I’ll just repeat what I put at the end of my most recent post here:

    I do note… that the disunity in Israel’s national command authorities could allow some devastating military adventurism to arise there. This, in a country with (by conservative estimates) some 100 to 200 nuclear warheads…
    Please, will the adults in the international community pay attention to this risk and exert all possible efforts to end the long-festering irresolution of three vital strands of the Israeli-Arab conflict before things get even worse?

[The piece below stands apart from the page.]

PR #3767, opened 2019-05-09
Issue 3463: Ensure completed transactions are not pinged by the client.

### LINKED ISSUE #3463: Pravega client continues to ping the same transaction forever
**Problem description**

The Pravega client repeatedly shows messages such as the one below. The message is repeated several times a minute over at least an 8 hour period. All transactions that have ever been opened in the client process are included. This suggests that the transaction pinger is never removing transactions from the list of transactions to ping, even after they have been committed.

The collapse of decent public values in Israel that I noted here earlier, and the resulting political chaos, leadership fracturing, and all the big risks attendant thereto all seem much worse than I had earlier thought. It is truly time for the adults in an international community that gave this deeply troubled state its original birth certificate back in 1947 to step in and take responsibility for restoring sanity, peace, and hope to a region that has seen none of these qualities in the past few years.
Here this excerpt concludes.